Kevin Conway, a veteran actor who embodied the role of George in the first Broadway revival of Of Mice and Men and led The Elephant Man on and off-Broadway, died on January 4 in New York City. According to his longtime partner Geraldine Newman, Conway passed from a heart attack. He was 77.
Born in 1942 in Harlem to a working class family, Conway was known for his raspy, sometimes foreboding voice and his fiery, tough-guy roles on stage and screen.
He began acting in his 30s after a late start to stage work. After graduating high school, he joined the Navy and took a job with IBM. Nighttime acting classes spurred an interest in the stage and, eventually, he asked IBM to fire him so he could collect unemployment while pursuing a career in acting.
He made his Broadway debut in 1969 in Indians, a play that used the American genocide of Native Americans as an allegory for the Vietnam War. He joined the long-running 1971 off-Broadway production of One Flew Over the Cuckoo’s Nest as Randle Patrick McMurphy, and in 1972 and 1973, two more Broadway shows followed: Moonchildren, about a group of young hippies, and The Plough and the Stars, a revival of Sean O’Casey’s drama of the Irish Easter Rebellion.
While well-liked in each of those roles, Conway had yet to break out.

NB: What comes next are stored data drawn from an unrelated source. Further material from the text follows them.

PR #3272, opened 2024-08-01
pkg/gadgets: Fix tracepoint for top block-io.

eiffel-fl:
Fixes: df44b47b082a ("pkg/gadgets: Use tp_btf for top block-io.")


burak-ok (approved):
Thanks for the fast fix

In 1973, he led an off-Broadway play written by Mark Medoff called When Are You Coming Back, Red Ryder? and triumphed. Conway played Teddy, a sadistic and brutal diner guest with a gun, a car full of drugs and the madness to hold up a diner late at night. “Mr. Conway lights up the stage with his half amused, half-vicious personification,” wrote Clives Barnes in the New York Times. “Rarely can alienation have been exposed so mercilessly and, this is revealing, so understandingly.” Importantly, the role solidified Conway as a great actor of the anti-hero, troubled and disaffected.
When the first revival of John Steinbeck’s Of Mice and Men came to Broadway in 1975, Conway was cast as George, the rough and tough protector of the simple-minded and gently dangerous Lennie, played in that production by James Earl Jones. “In the depth of these two portrayals, the production possibly transcends the play itself,” wrote Clive Barnes in the New York Times, “and in the final scene Mr. Jones and Mr. Conway strike a note of purity that is rarely to be encountered in any theater.”
What quick temper Conway mastered on stage he brought readily to the screen. In 1978, F.I.S.T., opposite Sylvester Stallone, and Paradise Alley, about 1940s gangsters in New York, were influential film credits, as were Gettysburg (1993), Thirteen Days (2000) and Invincible (2006) late in his life. On television, Conway starred in shows like The Black Donnellys and The Bronx Is Burning.
Conway returned to Broadway again in 1979, as Frederick Treves, the compassionate and idealistic caretaker in The Elephant Man, marking a departure from his usual fiery roles. Conway originated the role in the production's first off-Broadway run, and was lauded for his turn when the play tranferred to Broadway. “Kevin Conway has turned a fine performance into a towering one,” wrote Richard Eder in The New York Times.
In the 1980s, Conway directed plays off-Broadway, including Mecca (1980) and Short Eyes (1985), and returned to the Great White Way twice more, in On the Waterfront (1995) and Dinner at Eight (2003).
Despite his many roles, Conway curiously never received accolades for his acting, never receiving a Tony, Emmy or Oscar nomination. “I don’t envision posters of me hung on the walls of bedrooms of young girls,” he said in 1978. “Yet, someone like Laurence Olivier gets better as he gets older.”